A large machine tool OEM used Entytle’s Customer Loyalty Manager to identify which customers were at-risk before they completely drifted away. They were able to look at those “Needs Attention” customers, prioritize those based on size and potential, and then develop engagement plans to get the relationship back on track. This resulted in multiple situations of being able to uncover the underlying drivers beyond that declining relationship – e.g., service level, quality, etc – and then take action to address them.
In another example, a food processing OEM used Entytle’s Customer Loyalty Manager to help drive their overall customer engagement plan. They had each territory manager look at their set of customers, and use the loyalty scores to define an overall territory engagement plan. This plan addressed how they would allocate their time towards thoughtful ‘saving’ their “Needs Attention” customers that had potential, as well as expanding their relationship with healthier customers. This led to better territory planning, as well as more robust discussions between territory owners and their leadership as to where and why resources should be allocated.

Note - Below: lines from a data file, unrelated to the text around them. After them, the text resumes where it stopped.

PR #1526, opened 2016-03-08
Add url scheme for building images

AnkyrinRepeat:
Mac users can use the url scheme 'kitematic://<repo owner>/<repo name>' to open Kitematic and immediately start building the desired repo. 

Signed-off-by: Colin Wiley <colinwwiley@gmail.com>

### DIFF
--- a/src/utils/DockerUtil.js
+++ b/src/utils/DockerUtil.js
@@ -78,7 +78,6 @@ export default {
     this.placeholders = JSON.parse(localStorage.getItem('placeholders')) || {};
     this.fetchAllContainers();
     this.listen();
-    repositoryActions.fetchPending();
 
     // Resume pulling containers that were previously being pulled
     _.each(_.values(this.placeholders), container => {
@@ -207,6 +206,7 @@ export default {
           return;
         }
         containerServerActions.allUpdated({containers: _.indexBy(containers.concat(_.values(this.placeholders)), 'Name')});
+        repositoryActions.fetchPending();
       });
     });
   },
--- a/src/utils/DockerUtil.js
+++ b/src/utils/DockerUtil.js
@@ -8,6 +8,7 @@ import util from './Util';
 import hubUtil from './HubUtil';
 import metrics from '../utils/MetricsUtil';
 import containerServerActions from '../actions/ContainerServerActions';
+import repositoryActions from '../actions/RepositoryActions';
 import rimraf from 'rimraf';
 import stream from 'stream';
 import JSONStream from 'JSONStream';
@@ -77,6 +78,7 @@ export default {
     this.placeholders = JSON.parse(localStorage.getItem('placeholders')) || {};
     this.fetchAllContainers();
     this.listen();
+    repositoryActions.fetchPending();
 
     // Resume pulling containers that were previously being pulled
     _.each(_.values(this.placeholders), container => {
--- a/Gruntfile.js
+++ b/Gruntfile.js
@@ -57,8 +57,8 @@ module.exports = function (grunt) {
           asar: true,
           'app-version': packagejson.version,
           protocols: [{
-            name: 'Kitematic',
-            schemes: ['kitematic']
+            name: 'kitematic',
+            schemes: ['Kitematic']
           }]
         }
       },
--- a/Gruntfile.js
+++ b/Gruntfile.js
@@ -57,8 +57,8 @@ module.exports = function (grunt) {
           asar: true,
           'app-version': packagejson.version,
           protocols: [{
-            name: 'Foobar',
-            schemes: ['foobar']
+            name: 'Kitematic',
+            schemes: ['kitematic']
           }]
         }
       },
--- a/Gruntfile.js
+++ b/Gruntfile.js
@@ -55,7 +55,11 @@ module.exports = function (grunt) {
           platform: 'darwin',
           arch: 'x64',
           asar: true,
-          'app-version': packagejson.version
+          'app-version': packagejson.version,
+          protocols: [{
+            name: 'Foobar',
+            schemes: ['foobar']
+          }]
         }
       },
       linux: {
--- a/src/actions/RepositoryActions.js
+++ b/src/actions/RepositoryActions.js
@@ -20,7 +20,7 @@ class RepositoryActions {
 
   fetch (name) {
     this.dispatch({});
-    regHubUtil.fetch(name)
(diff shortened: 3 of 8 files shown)


mchiang0610:
@AnkyrinRepeat Thanks for submitting this. We have code that was previously tested and passed security team checks. Can we see if we can re-use that code with your modifications? It will be better on our end. 

Details in this PR: https://github.com/docker/kitematic/pull/383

Customer loyalty is very well suited to be easily explained and understood – as well, the barrier to acceptance is much lower, as the AI is simply flagging situations for investigation, as opposed to trying to predict a future event and then take prescription action before its actual occurrence. This has led to Entytle’s Customer Loyalty Manager being a great starting point for commercial organizations to begin leveraging advanced analytics, without a massive change management effort to start seeing results.